Light Wall
/0 Comments/in Advanced, Intermediate/by JonathanLight Wall
NUSTEM’s interpretation of an Exploratorium classic
The Exploratorium in San Francisco have a magnificent Tinkering Studio. It’s a space where educators, artists and engineers collaborate to produce beautiful, thought-provoking, and just plain fun activities and installation pieces.
One of their classics is Light Play, a wall of frosted screens back-lit with weird and wonderful shadows interacting with the light, with colour filter, and with the screens. It’s a tremendous activity, particularly good with younger children and family groups. One aspect we particularly like is the way it fosters a sense of collaboration and contemplation. If you’re working on the arrangement of materials behind the screen, you can’t really see what effect you’re having, since that’s only properly evident from in front of the screen. So you have to work with others, articulate what looks good, and work out how to get that effect again.
The Exploratorium have written up their approach on their own site and at Instructables.
Light Play workshops from the Exploratorium. Images © Exploratorium, used with permission. Thanks, tinkering.exploratorium.edu!
Our version
We loved the idea of Light Play, and our colleagues at the Centre for Life were keen to produce a set for use here in the North-East of England. But while the Exploratorium’s setup is wonderfully dramatic, for our purposes there were some challenges around component availability, ease of construction, and cost.
So we simplified the components considerably. The results aren’t as gorgeous, but they’re still pretty good. The activity has prompted the response and interactions we wanted, so we’re happy.

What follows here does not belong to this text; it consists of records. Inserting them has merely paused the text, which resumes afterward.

PR #1405, opened 2024-03-16
8186188: TableColumHeader: initial auto-size broken if has graphic

Maran23:
This PR fixes the issue that the initial column autosizing is wrong under some circumstances.
The following things will break the initial autosizing:
- Bold Column text (that is where I initially found this problem)
- Another font / font size
- Graphic
- Graphic Content Display (which can be styled via CSS)

The reason is actually quite simple: The CSS is not (yet) applied initially, we therefore ALWAYS take the default font into account + the graphic is not yet layouted as well.

~It was not so easy to write tests for this, also for me the `test_resizeColumnToFitContentHeader` is always failing locally. I don't know what happens here, but he seems to not find a (Stub?) `Font` for me.~
**EDIT: Found out the cause and fixed it. I will check if I can write more tests since it works now. :)**

The test I wrote now is checking if the css is applied after we triggered the autosize, which is what we would expect here since we measure text.

I also copied the `TableColumnHeaderTest` and rewrote the tests for `TreeTableView` as well, so we can catch any errors here as well since they both use different code (although it is technically the same - C&P errors can happen very easy).

---------
### Progress
- [x] Change must not contain extraneous whitespace
- [x] Commit message must refer to an issue
- [x] Change must be properly reviewed (2 reviews required, with at least 1 [Reviewer](https://openjdk.org/bylaws#reviewer), 1 [Author](https://openjdk.org/bylaws#author))

### Issue
 * [JDK-8186188](https://bugs.openjdk.org/browse/JDK-8186188): TableColumHeader: initial auto-size broken if has graphic (**Bug** - P4)

### Reviewers
 * [Andy Goryachev](https://openjdk.org/census#angorya) (@andy-goryachev-oracle - **Reviewer**)
 * [Robert Lichtenberger](https://openjdk.org/census#rlichten) (@effad - Author)

### Reviewing
<details><summary>Using <code>git</code></summary>

Checkout this PR locally: \
`$ git fetch https://git.openjdk.org/jfx.git pull/1405/head:pull/1405` \
`$ git checkout pull/1405`

Update a local copy of the PR: \
`$ git checkout pull/1405` \
`$ git pull https://git.openjdk.org/jfx.git pull/1405/head`

</details>
<details><summary>Using Skara CLI tools</summary>

Checkout this PR locally: \
`$ git pr checkout 1405`

View PR using the GUI difftool: \
`$ git pr show -t 1405`

</details>
<details><summary>Using diff file</summary>

Download this PR as a diff file: \
[...]

PR #1422, opened 2024-03-21
JDK-8328750: [TestBug] Improve Stub Font Support

Maran23:
In https://github.com/openjdk/jfx/pull/1405, I identified some shortcomings of the stub font implementation. As I don't want to clutter the PR with that, I decided to cherrypick the improvements I did to a new ticket and PR.

The current implementation has the following shortcomings:
- It does not reliable detect the System Font, as a consequence, tests in TableColumnHeaderTest.java are failing on my local machine
- Another consequence of this is, that the font size is always estimated with 0, as it is not detected
- One shortcoming currently is, that the stub font siie estimate is not considering bold fonts. That would improve writing tests for some scenarios, e.g. for TableColumnHeader, where we would expect that the size of the header is bigger since it is bold

Some tests were failing for the following reasons:
- `AreaChartTest.java` - `expected -30.0, was -30.00000000004` - I added rounding to the data.
- `StackedBarChartTest.java` - since we now calculate correctly, the path changed
- A test tried to load `Helvetica`, which is not supported in the stub font loader. I changed it
- The default System font is considered a `Regular` one (style) - just like in JavaFX

I wrote tests and documented the stub behaviour.
I did some minor changes here:
- System font is now detected, also in bold and italic
- A bold font will be calculated with a little bit more width (1px). Checkout the test as well for that

Note: This only changes test setup, no 'production' code.

---------
### Progress

### Issue
 * [JDK-8328750](https://bugs.openjdk.org/browse/JDK-8328750): [TestBug] Improve Stub Font Support (**Bug** - P4)

### Reviewers

### Reviewing

Checkout this PR locally: \
`$ git fetch https://git.openjdk.org/jfx.git pull/1422/head:pull/1422` \
`$ git checkout pull/1422`

`$ git checkout pull/1422` \
`$ git pull https://git.openjdk.org/jfx.git pull/1422/head`

</details>

Checkout this PR locally: \
`$ git pr checkout 1422`

`$ git pr show -t 1422`

</details>

<a href="https://git.openjdk.org/jfx/pull/1422.diff">https://git.openjdk.org/jfx/pull/1422.diff</a>

</details>

### Webrev
[Link to Webrev Comment](https://git.openjdk.org/jfx/pull/1422#issuecomment-2013935734)

### DIFF
--- a/modules/javafx.controls/src/test/java/test/javafx/scene/chart/AreaChartTest.java
+++ b/modules/javafx.controls/src/test/java/test/javafx/scene/chart/AreaChartTest.java
@@ -534,8 +534,8 @@ public class AreaChartTest extends XYChartTestBase {
                 .filter(pathElement -> pathElement instanceof LineTo)
                 .map(pathElement -> (LineTo) pathElement)
                 .map(lineTo -> new Point2D(
-                        Math.ceil(xAxis.getValueForDisplay(lineTo.getX()).doubleValue()),
-                        Math.ceil(yAxis.getValueForDisplay(lineTo.getY()).doubleValue()))
+                        Math.round(xAxis.getValueForDisplay(lineTo.getX()).doubleValue()),
+                        Math.round(yAxis.getValueForDisplay(lineTo.getY()).doubleValue()))
                 )
                 .collect(Collectors.toList());
         // Due to fillPath, one additional LineTo element is added to close the loop
--- a/modules/javafx.controls/src/test/java/test/javafx/scene/chart/AreaChartTest.java
+++ b/modules/javafx.controls/src/test/java/test/javafx/scene/chart/AreaChartTest.java
@@ -1,5 +1,5 @@
 /*
- * Copyright (c) 2012, 2023, Oracle and/or its affiliates. All rights reserved.
+ * Copyright (c) 2012, 2024, Oracle and/or its affiliates. All rights reserved.
  * DO NOT ALTER OR REMOVE COPYRIGHT NOTICES OR THIS FILE HEADER.
  *
  * This code is free software; you can redistribute it and/or modify it
@@ -534,8 +534,8 @@ public class AreaChartTest extends XYChartTestBase {
                 .filter(pathElement -> pathElement instanceof LineTo)
                 .map(pathElement -> (LineTo) pathElement)
                 .map(lineTo -> new Point2D(
-                        xAxis.getValueForDisplay(lineTo.getX()).doubleValue(),
-                        yAxis.getValueForDisplay(lineTo.getY()).doubleValue())
+                        Math.ceil(xAxis.getValueForDisplay(lineTo.getX()).doubleValue()),
+                        Math.ceil(yAxis.getValueForDisplay(lineTo.getY()).doubleValue()))
                 )
                 .collect(Collectors.toList());
         // Due to fillPath, one additional LineTo element is added to close the loop
--- a/modules/javafx.controls/src/test/java/test/javafx/scene/control/skin/StubFontContractTest.java
+++ b/modules/javafx.controls/src/test/java/test/javafx/scene/control/skin/StubFontContractTest.java
@@ -1,0 +1,175 @@
+package test.javafx.scene.control.skin;
+
+import com.sun.javafx.scene.control.skin.Utils;
+import javafx.scene.control.Label;
+import javafx.scene.text.Font;
+import javafx.scene.text.FontPosture;
+import javafx.scene.text.FontWeight;
+import org.junit.jupiter.api.Test;
+import test.com.sun.javafx.scene.control.infrastructure.StageLoader;
+
+import static org.junit.jupiter.api.Assertions.assertEquals;
+
+/**
+ * This is a test for fonts, font loading and their computed sizes.
+ * Note that while we only test the stub font loading here, we still want to verify some basic rules that apply
+ * for all headless tests.
+ * <p>
+ * See the javadoc for every method to get more details.
+ * @see test.com.sun.javafx.pgstub.StubFontLoader
+ * @see test.com.sun.javafx.pgstub.StubTextLayout
+ */
+class StubFontContractTest {
+
+    /**
+     * An unknown font has no text width.
+     */
+    @Test
+    public void testUnknownFont() {
+        Font font = new Font("bla", 12);
+
+        assertEquals(0, Utils.computeTextWidth(font, "ABCDEFGHIJ", -1));
+    }
+
+    /**
+     * Even if the font name is equal with a family name, we do not know the font by name.
+     */
+    @Test
+    public void testFamilyAsFontName() {
+        Font font = new Font("System", 12);
+
+        assertEquals(0, Utils.computeTextWidth(font, "ABCDEFGHIJ", -1));
+    }
+
+    /**
+     * System Regular is the default font for headless testing but also for JavaFX itself.
+     * 12 is the default font size for headless testing. This is different from JavaFX, as size from the OS will be used.
+     */
+    @Test
+    public void testDefaultFont() {
+        Label lbl = new Label();
+        Font defaultFont = lbl.getFont();
+
+        assertEquals("System Regular", defaultFont.getName());
+        assertEquals("System", defaultFont.getFamily());
+        assertEquals("Regular", defaultFont.getStyle());
+        assertEquals(12, defaultFont.getSize());
+
+        assertEquals(120, Utils.computeTextWidth(defaultFont, "ABCDEFGHIJ", -1));
+    }
+
+    @Test
+    public void testDefaultFontSet() {
+        Label lbl = new Label();
+        Font font = lbl.getFont();
+
+        assertEquals("System Regular", font.getName());
+        assertEquals(12, font.getSize());
+
+        lbl.setFont(Font.font("system", FontWeight.BOLD, 20));
+
+        font = lbl.getFont();
+        assertEquals("System Bold", font.getName());
+        assertEquals(20, font.getSize());
+
+        assertEquals(210, Utils.computeTextWidth(font, "ABCDEFGHIJ", -1));
+    }
+
+    @Test
+    public void testDefaultFontCssSet() {
+        Label lbl = new Label();
+        Font font = lbl.getFont();
+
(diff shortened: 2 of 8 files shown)


modules/javafx.controls/src/test/java/test/javafx/scene/chart/AreaChartTest.java
```diff
@@ -534,8 +534,8 @@ private List<Point2D> findDataPointsFromPathLine(AreaChart<Number, Number> areaC
                 .filter(pathElement -> pathElement instanceof LineTo)
                 .map(pathElement -> (LineTo) pathElement)
                 .map(lineTo -> new Point2D(
-                        xAxis.getValueForDisplay(lineTo.getX()).doubleValue(),
-                        yAxis.getValueForDisplay(lineTo.getY()).doubleValue())
+                        Math.ceil(xAxis.getValueForDisplay(lineTo.getX()).doubleValue()),
+                        Math.ceil(yAxis.getValueForDisplay(lineTo.getY()).doubleValue()))
```
andy-goryachev-oracle, line 538: would it make more sense to either do a Math.round(), or better yet - write a utility that computes array equality of Point2D's with some non-zero tolerance?

Do we have more tests like this that might warrant a new utility?

modules/javafx.controls/src/test/java/test/javafx/scene/control/skin/StubFontContractTest.java
```diff
@@ -0,0 +1,175 @@
...
+
+/**
+ * This is a test for fonts, font loading and their computed sizes.
+ * Note that while we only test the stub font loading here, we still want to verify some basic rules that apply
+ * for all headless tests.
+ * <p>
+ * See the javadoc for every method to get more details.
+ * @see test.com.sun.javafx.pgstub.StubFontLoader
+ * @see test.com.sun.javafx.pgstub.StubTextLayout
+ */
```
andy-goryachev-oracle, line 21: thank you for explaining what the test is trying to do (and not trying to do)!

modules/javafx.graphics/src/test/java/test/com/sun/javafx/pgstub/StubFontLoader.java
```diff
@@ -47,123 +47,127 @@ public class StubFontLoader extends FontLoader {
...
-                    "Regular");
-        } else if (name.equals("amble light condensed italic")) {
-            FontHelper.setNativeFont(font, nativeFont, font.getName(), "Amble LtCn",
-                    "Italic");
+        switch (name) {
+            case "system regular" -> FontHelper.setNativeFont(font, nativeFont, font.getName(), "System", "Regular");
+            case "system bold" -> FontHelper.setNativeFont(font, nativeFont, font.getName(), "System", "Bold");
+            case "system italic" -> FontHelper.setNativeFont(font, nativeFont, font.getName(), "System", "Italic");
+            case "system bold italic" ->
+                    FontHelper.setNativeFont(font, nativeFont, font.getName(), "System", "Bold Italic");
```
andy-goryachev-oracle, line 57: minor suggestions:
font -> f
nativeFont -> nf
this will nicely fit each case on a single line (and reduce clutter)

modules/javafx.graphics/src/test/java/test/com/sun/javafx/pgstub/StubFontLoader.java
```diff
@@ -47,123 +47,127 @@ public class StubFontLoader extends FontLoader {
...
+                    FontHelper.setNativeFont(font, nativeFont, font.getName(), "Amble Cn", "Italic");
+            case "amble bold condensed italic" ->
+                    FontHelper.setNativeFont(font, nativeFont, font.getName(), "Amble Cn", "Bold Italic");
+            case "amble light" -> FontHelper.setNativeFont(font, nativeFont, font.getName(), "Amble Lt", "Regular");
+            case "amble light italic" ->
+                    FontHelper.setNativeFont(font, nativeFont, font.getName(), "Amble Lt", "Italic");
+            case "amble light condensed" ->
+                    FontHelper.setNativeFont(font, nativeFont, font.getName(), "Amble LtCn", "Regular");
+            case "amble light condensed italic" ->
+                    FontHelper.setNativeFont(font, nativeFont, font.getName(), "Amble LtCn", "Italic");
```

Here are a few more details about what we – Think Physics and the Centre for Life – built:
Boxes
There’s nothing clever about our boxes; they’re large cardboard boxes with big holes cut in each end. One end is covered (internally) with good-quality tracing paper to form a screen, the other is used for access.
Things we’d do differently next time
- Use smaller boxes. The ones we picked were 465 x 465 x 600mm, and are just a bit unwieldy in use and particularly in storage. I’d go 100mm smaller in each dimension.
- Cut the holes in the sides, not the end. Rectangular apertures are more interesting than square apertures.
- Using the sides of the boxes also means you don’t have the tape holding the boxes together encroaching on the display face of the wall. Oops.
- Absolutely use double-wall boxes. It’s tricky to cut, but the resulting boxes are tough enough to stand up to many uses – we’ve so far done two Maker Faires plus an art gallery installation and a bunch of school workshops. The boxes are looking scrappy, but they’ve at least one more busy weekend in them.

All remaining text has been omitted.